Several analytical models also question the idea of total eradication of earnings management (Liang,
2004; Ewert and Wagenhofer, 2005; Dutta and Gigler, 2002). Although these authors challenge the
idea that total prohibition of earnings management is necessary at all times, most studies look for ways
to impede this kind of behaviour.

When standards are written with earnings management avoidance in mind, they might turn out very
precise, leaving managers with almost no accounting choice. Is this the way to avoid earnings
management and/or increase the relevance and informativeness of reported earnings? The research
results do not seem to agree.

Ramesh and Revsine (2001) document that companies (in this case: banks), when given a choice in
adoption method and timing of two new accounting standards (SFAS 106 and 109), consider the
effect on reported earnings and balance sheet.
Nelson et al. (2002) report their results of a questionnaire in which auditors describe attempts of
earnings management by their clients. They find support for their hypothesis that ‘managers are more
likely to attempt earnings management with structured transactions when standards are precise and
with unstructured transactions when standards are imprecise’. This also indicates that the precision of
an accounting standard in itself is not enough to rule out earnings management.
Lang et al. (2006) present evidence that cross-listed non-US firms report smoother earnings, show a
greater tendency to manage towards an earnings target and are less timely in the recognition of losses
than matched listed US firms. This evidence of earnings management is stronger for companies
coming from countries with low investor protection. Their evidence suggests that accounting standards
indeed influence the level of earnings management but that SEC regulation and reconciliation with US
GAAP do not entirely eliminate local GAAP managing effects.
Baber et al. (2006) argue that investors are more able to interpret earnings (and correct them for
earnings management) when additional information on balance sheet data and cash flows is disclosed.

Healy et al. (2002) use a simulation model that examines the trade-off between objectivity (in
accounting for R&D investments) and relevance of the accounting information. A simple
capitalisation rule (in which R&D investments are capitalized and written down when unsuccessful or
amortized over the expected life when successful) which leaves more room for earnings management,
stays more informative than expensing all R&D investments, even when earnings management is
widespread. This tradeoff can also be found in the paper by Altamuro et al (2005). They find evidence
that the introduction of Staff Accounting Bulletin (SAB) n° 101 decreased earnings management, but
also caused a decline in earnings informativeness.

One of the most obvious trends in accounting is the harmonisation of standards.
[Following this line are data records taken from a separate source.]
PR #41, opened 2020-07-17
Fix generate rests

fonsecadeline:


lib/interpreters/periodic_visits.rb
```diff
@@ -513,24 +513,24 @@ def generate_routes(vrp)
     end
 
     def generate_rests(vehicle, day_index, rests_durations)
-      new_rests = vehicle.rests.collect{ |rest|
+      vehicle.rests.collect{ |rest|
         new_rest = nil
-        if rest.timewindows.empty? || rest.timewindows.any?{ |timewindow| timewindow[:day_index] == day_index }
+        if rest.timewindows.empty? || rest.timewindows.any?{ |timewindow| timewindow.day_index.nil? || timewindow.day_index == day_index }
```
senhalil, line 518: may this is missing a modulo? because `timewindow.day_index` (i don't know if this is true for `day_index`)

lib/interpreters/periodic_visits.rb
```diff
@@ -513,24 +513,24 @@ def generate_routes(vrp)
...
                 {
-                  id: ("#{timewindow[:id]} #{day_index}" if timewindow[:id] && !timewindow[:id].nil?),
-                  start: timewindow[:start] ? timewindow[:start] + day_index.to_i * 86400 : nil,
-                  end: timewindow[:end] ? timewindow[:end] + day_index.to_i * 86400 : nil
+                  id: ("#{timewindow.id} #{day_index}" if timewindow.id),
+                  start: timewindow.start ? timewindow.start + day_index.to_i * 86400 : nil,
+                  end: timewindow.end ? timewindow.end + day_index.to_i * 86400 : nil
                 }.delete_if { |_k, v| !v }
             end
           }.flatten.sort_by{ |tw| tw[:start] }.compact.uniq
```
senhalil, line 536:
```suggestion
          }.flatten.sort_by(&:start).compact.uniq
```
the forgotten one :)

lib/interpreters/periodic_visits.rb
```diff
@@ -513,24 +513,24 @@ def generate_routes(vrp)
...
+                start: timewindow.start ? timewindow.start + timewindow.day_index * 86400 : nil,
+                end: timewindow.end ? timewindow.end + timewindow.day_index * 86400 : nil
               }.delete_if { |_k, v| !v }
             else
                 {
-                  id: ("#{timewindow[:id]} #{day_index}" if timewindow[:id] && !timewindow[:id].nil?),
-                  start: timewindow[:start] ? timewindow[:start] + day_index.to_i * 86400 : nil,
-                  end: timewindow[:end] ? timewindow[:end] + day_index.to_i * 86400 : nil
+                  id: ("#{timewindow.id} #{day_index}" if timewindow.id),
+                  start: timewindow.start ? timewindow.start + day_index.to_i * 86400 : nil,
```
senhalil, line 532: Do we really need `to_i` here? Can `day_index` be nil?

lib/interpreters/periodic_visits.rb
senhalil: We need a test which passes through this function.

lib/interpreters/periodic_visits.rb
fonsecadeline: You are right ! If day_index is nil for start then it should be okay because day_index becomes 0 and start is as soon as possible.
But when day_index is nil for timewindow end then we are making a mistake...

fonsecadeline: In fact if day_index is nil we should generate as many timewindows as available days.

senhalil: This got more complex than I expected :D but yeah it looks like this needs a correction

fonsecadeline:
Replaced by : https://github.com/Mapotempo/optimizer-api/pull/55 because there were too many changes to make.

PR #43, opened 2020-07-20
Fix Travis stopping without output and test_delete_job

senhalil:
travis_wait doesn't show any output until the test finishes and sometimes even after test is finished, it doesn't show the output correctly (we cant see how many and which tests failed, etc...).

instead of travis_wait, this commit uses a small subprocess to output something every 60 seconds, launches the tests, kills the subprocess and returns the exist value of the test.


senhalil:
@alain-andre can you mainly check the `Travis: fix stopping without output` commit, the others are optim-api related..

ci-utils/tests.sh
```diff
@@ -43,4 +43,15 @@ done
...
+
+# Run the tests and register the exit value
+docker exec -it ${CONTAINER} bundle exec rake test ${TEST_ENV}
+test_exit_status=$?
+
+# Kill background sleep loop
+kill %1
+
+# Return the exit value of the tests
+exit $test_exit_status
```
alain-andre, line 57: Please add a new line at end of file.

test/api/v01/request_helper.rb
```diff
@@ -25,18 +25,23 @@ def app
   end
 
   def wait_status(job_id, status, options)
+    puts "#{job_id} #{Time.now} waiting #{status} status"
     loop do
       get "0.1/vrp/jobs/#{job_id}.json", options
       sleep 1
 
+      puts "Empty resonse body: #{JSON.parse(last_response.body)}" if JSON.parse(last_response.body).nil? || JSON.parse(last_response.body)['job'].nil?
```
fonsecadeline, line 33:
```suggestion
      puts "Empty response body: #{JSON.parse(last_response.body)}" if JSON.parse(last_response.body).nil? || JSON.parse(last_response.body)['job'].nil?
```

PR #46, opened 2020-07-21
Various edits

braktar:


test/lib/interpreters/split_clustering_test.rb
```diff
@@ -702,5 +702,34 @@ def test_basic_split
       result = OptimizerWrapper.wrapper_vrp('ortools', { services: { vrp: [:ortools] }}, TestHelper.create(problem), nil)
       assert result
     end
+
+    def test_scheduling_partitions_without_occurency
```
senhalil, line 706: What do we mean by `_without_occurency`, maybe `without_lapse` or `without_recurrence` might be better?

wrappers/ortools.rb
```diff
@@ -606,6 +627,7 @@ def parse_output(vrp, _services, points, _matrix_indices, _cost, _iterations, ou
           earliest_start = route_start
           {
             vehicle_id: vehicle.id,
+            costs: route_costs,
             activities: route['activities'].collect.with_index{ |activity, activity_index|
```
senhalil, line 631: It is better if you can replace all these `A['X']` with `A.X` if protobuf has the functions otherwise you break the uniformity which will bite us in the back in the future.

wrappers/ortools.rb
```diff
@@ -491,6 +492,20 @@ def build_rest(rest, day_index, job_load)
...
+      cost_hash = {
+         fixed: costs&.fixed || 0,
+         time: costs && (costs.time + costs.time_fake + costs.time_without_wait) || 0,
+         distance: costs && (costs.distance + costs.distance_fake) || 0,
+         value: costs&.value || 0,
+         lateness: costs&.lateness || 0,
+         overload: costs&.overload || 0
+      }
+      total = cost_hash.values.reduce(&:+)
+      cost_hash[:total] = total
```
senhalil, line 505: Didn't tested but this should work right?
```suggestion
      cost_hash[:total] = cost_hash.values.reduce(&:+)
```

lib/helper.rb
```diff
@@ -63,11 +63,32 @@ def self.euclidean_distance(loc_a, loc_b)
...
+    }
+    total_costs
+  end
+
   def self.merge_results(results, merge_unassigned = true)
     results.flatten!
     {
       solvers: results.flat_map{ |r| r && r[:solvers] }.compact,
       cost: results.map{ |r| r && r[:cost] }.compact.reduce(&:+),
+      costs: merge_costs(results.map{ |r| r && r[:costs] }.compact),
```
senhalil, line 91: Instead of a `merge_costs` function,  we should overload the `+=` and `+` operators for the `cost` class so that we can do `results.sum{ |r| r[:costs] }` to merge -- this is more idiomatic and we don't need to remember a function name.

test/lib/interpreters/split_clustering_test.rb
```diff
@@ -702,5 +702,34 @@ def test_basic_split
...
+        service.maximum_lapse = nil
+      }
+
+      vrp.schedule_range_indices = {
+        start: 0,
+        end: 6
+      }
+
+      result = OptimizerWrapper.wrapper_vrp('demo', { services: { vrp: [:demo] }}, vrp, nil)
+      assert result
```
fonsecadeline, line 732: Shouldn't we ensure we did not use generate_route function ? With stub for instance.

PR #47, opened 2020-07-24
Small fixes in multi_trips expand

fonsecadeline:


fonsecadeline:
Fix for : https://sentry.mapotempo.com/mapotempo/api-optimizer-beta/issues/12801/

lib/interpreters/multi_trips.rb
```diff
@@ -22,23 +22,31 @@ module Interpreters
...
-          (0..vehicle.trips - 1).collect{ |index|
-            new_vehicle = Marshal.load(Marshal.dump(vehicle))
-            new_vehicle.id += "_trip_#{index}"
-            new_vehicle.trips = 1
-            new_vehicle
-          }
-        else
-          vehicle
-        end
+        new_ids = (0..vehicle.trips - 1).collect{ |index| vehicle.id + '_trip_' + index.to_s }
```
senhalil, line 27:
```suggestion
        new_ids = vehicle.trips.times.collect{ |index| vehicle.id + '_trip_' + index.to_s }
```

models/vrp.rb
```diff
@@ -191,6 +191,7 @@ def self.check_consistency(hash)
     def self.expand_data(vrp)
       vrp.add_sticky_vehicle_if_routes_and_partitions
       vrp.adapt_relations_between_shipments
+      Interpreters::MultiTrips.new.expand(vrp)
```
senhalil, line 194:
```suggestion
```

senhalil: May be in the future we can move this logic out of `Interpreters::MultiTrips` into vrp` class because it is just transformation of the input. However while this logic is in the class ` Interpreters::MultiTrips`, I think it is better to keep it in the old location (unless there is a specific reason to not to) because all other expands are inside solve at the moment.

optimizer_wrapper.rb
```diff
@@ -190,8 +190,6 @@ def self.solve(service_vrp, job = nil, block = nil)
 
     tic = Time.now
 
-    Interpreters::MultiTrips.new.expand(vrp)
-
```
senhalil, line 194: (c/p) May be in the future we can move this logic out of Interpreters::MultiTrips into vrpclass because it is just transformation of the input. However while this logic is in the class Interpreters::MultiTrips`, I think it is better to keep it in the old location (unless there is a specific reason to not to) because all other expands are inside solve at the moment.

lib/interpreters/multi_trips.rb
```diff
@@ -22,23 +22,31 @@ module Interpreters
...
     def expand(vrp)
       vrp.vehicles = vrp.vehicles.collect{ |vehicle|
-        if vehicle.trips && vehicle.trips >= 1
-          new_ids = (0..vehicle.trips - 1).collect{ |index| vehicle.id + '_trip_' + index.to_s }
-          containing_relations = vrp.relations.select{ |relation| relation.linked_vehicle_ids.include?(vehicle.id) }.each{ |relation|
-            relation.linked_vehicle_ids -= vehicle.id
-            relation.linked_vehicle_ids += new_ids
-          }
-          vrp.relations += [Models::Relation.new(type: 'vehicle_trips', linked_vehicle_ids: new_ids)]
+        return vehicle unless vehicle.trips && vehicle.trips > 1
```
senhalil, line 25: This looks like a bug :thinking: `return` returns from the function `expand` but if I understand correctly your intention was to collect the vehicles in an array without duplicating them if they don't satisfy the condition. I think the if condition was the right way.

If this didn't break any tests, this means we don't have unit test for `MultiTrips.expand()`. Maybe we should add a test (which fails in this state of the code) with "mixed" vehicles (i.e., with vehicle.trips = {nil, 1 and 2}) that checks that we return 4 vehicles and relations are there, etc..

braktar (approved):

lib/interpreters/multi_trips.rb
```diff
@@ -22,20 +22,30 @@ module Interpreters
...
+          # vrp.relations += [Models::Relation.new(type: 'vehicle_group_duration', linked_vehicle_ids: new_ids, lapse: vehicle.overall_duration)] if vehicle.overall_duration # TODO: Requires a complete rework of overall_duration
 
-          (0..vehicle.trips - 1).collect{ |index|
-            new_vehicle = Marshal.load(Marshal.dump(vehicle))
-            new_vehicle.id += "_trip_#{index}"
-            new_vehicle.trips = 1
-            new_vehicle
+          vrp.services.select{ |service| service.sticky_vehicles.any?{ |sticky_vehicle| sticky_vehicle.id == vehicle.id } }.each{ |service|
+            service.sticky_vehicles -= [vehicle.id]
+            service.sticky_vehicles += new_vehicles
```
senhalil, line 45: looks like a typo
```suggestion
            service.sticky_vehicles += new_ids
```

senhalil (changes requested):

fonsecadeline:
Waiting for https://github.com/Mapotempo/optimizer-api/pull/65 to fix tests

lib/interpreters/multi_trips.rb
```diff
@@ -22,20 +22,30 @@ module Interpreters
   class MultiTrips
     def expand(vrp)
       vrp.vehicles = vrp.vehicles.collect{ |vehicle|
-        if vehicle.trips && vehicle.trips >= 1
-          new_ids = (0..vehicle.trips - 1).collect{ |index| vehicle.id + '_trip_' + index.to_s }
-          containing_relations = vrp.relations.select{ |relation| relation.linked_vehicle_ids.include?(vehicle.id) }.each{ |relation|
-            relation.linked_vehicle_ids -= vehicle.id
+        if vehicle.trips > 1
+          new_ids = Array.new(vehicle.trips) { |index| vehicle.id + '_trip_' + index.to_s }
```
braktar, line 26: Fulfil the original_id field too ? Maybe before the Model create?

senhalil (approved):

PR #49, opened 2020-07-28
Start using balanced_vrp_clustering gem

senhalil:


lib/interpreters/split_clustering.rb
```diff
@@ -303,35 +304,24 @@ def self.kmeans_process(centroids, nb_clusters, data_items, unit_symbols, limits
       while restart < options[:restarts]
         block&.call() # in case job is killed during restarts
         log "Restart #{restart}/#{options[:restarts]}", level: :debug
-        c = BalancedKmeans.new
+        c = Ai4r::Clusterers::BalancedVRPClustering.new
         c.max_iterations = options[:max_iterations]
-        c.centroid_indices = centroids if centroids && centroids.size == nb_clusters
-        c.on_empty = 'random'
```
fonsecadeline, line 309: this was removed but it shouldn't. I had to fix it on my side, I think we should fix it here.

wrappers/ortools.rb
```diff
@@ -881,6 +881,7 @@ def run_ortools(problem, vrp, services, points, matrix_indices, thread_proc = ni
       end
     ensure
       input&.unlink
+      output&.close
```
fonsecadeline, line 884: Discussed already, do not forget to remove this

PR #51, opened 2020-07-29
direct shipment

fonsecadeline:


models/vrp.rb
```diff
@@ -188,6 +189,24 @@ def self.check_consistency(hash)
       raise OptimizerWrapper::DiscordantProblemError, 'Rests are not available with periodic heuristic.' unless hash[:vehicles].all?{ |vehicle| vehicle[:rests].to_a.empty? }
     end
 
+    def self.deduce_data_from_hash(hash)
```
senhalil, line 192: This function only generates relations from shipments but its name is very generic. If we can move it inside `expand_data` then we can name it `create_relations_of_direct_shipments`.

models/vrp.rb
```diff
@@ -188,6 +189,24 @@ def self.check_consistency(hash)
...
+      return hash if hash[:shipments].to_a.empty?
+
```
senhalil, line 194:
```suggestion
```
It is not necessary to check if it is empty because if the `hash[:shipments]` is empty/nil then the for loop does nothing.

models/vrp.rb
```diff
@@ -188,6 +189,24 @@ def self.check_consistency(hash)
...
+      hash[:relations] ||= []
+      hash[:shipments].each{ |shipment|
```
senhalil, line 196:
```suggestion
      hash[:shipments]&.each{ |shipment|
```

models/vrp.rb
```diff
@@ -123,6 +123,7 @@ def self.create(hash, delete = true)
       vrp = super({})
       self.check_consistency(hash)
       self.ensure_retrocompatibility(hash)
+      self.deduce_data_from_hash(hash)
```
senhalil, line 126: Is it possible to move this logic inside `expand_data`?

models/vrp.rb
```diff
@@ -188,6 +189,24 @@ def self.check_consistency(hash)
...
+      hash[:relations] ||= []
+      hash[:shipments].each{ |shipment|
+        if shipment[:direct]
+          hash[:relations] << {
+            type: 'sequence',
+            linked_ids: [shipment[:id] + 'pickup', shipment[:id] + 'delivery']
+          }
+        end
+
+        shipment.delete(:direct)
```
senhalil, line 204: Do we want to delete this? I imagine it can be useful in heuristics :thinking:

models/vrp.rb
fonsecadeline: The idea was not to have _direct_ field within shipments model. In expand_data we would not have this information (_direct_) anymore so it is not possible to move this logic if we keep it like this.

I am not sure it is worth to have _direct_ field in _shipments_ model because we can just generate corresponding relation if we need it. But, as you said it, in heuristics it could be useful to have a "shortcut" to know wether it is a direct shipment or not. 

What do you think ?

models/shipment.rb
```diff
@@ -31,6 +31,8 @@ class Shipment < Base
 
     field :visits_number, default: 1
```
braktar, line 33: stick parameters together

braktar (changes requested):

senhalil (changes requested):
we forgot to add an assert for this option (like `assert_no_direct_shipments`) for the other solvers vroom, jsprit

senhalil (approved):

braktar (approved):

Several authors have
investigated its effect on earnings management.
Chen et al. (2002) tried to explain the earnings gap between local GAAP and IAS, even after
harmonisation efforts were made. One of the explanations of the continuing gap is that, due to
inadequate supporting infrastructure and low quality auditing, earnings management was manifestly
present. The lesson to be learned here is that a high quality level of standards in itself does not suffice
to rule out earnings management. This is also the conclusion of Van Tendeloo and Vanstraelen (2005)
who questioned whether the voluntary adoption of International Financial Reporting Standards (IFRS)
is associated with lower earnings management in code-law countries with low investor protection
rights. They found no evidence to support this hypothesis.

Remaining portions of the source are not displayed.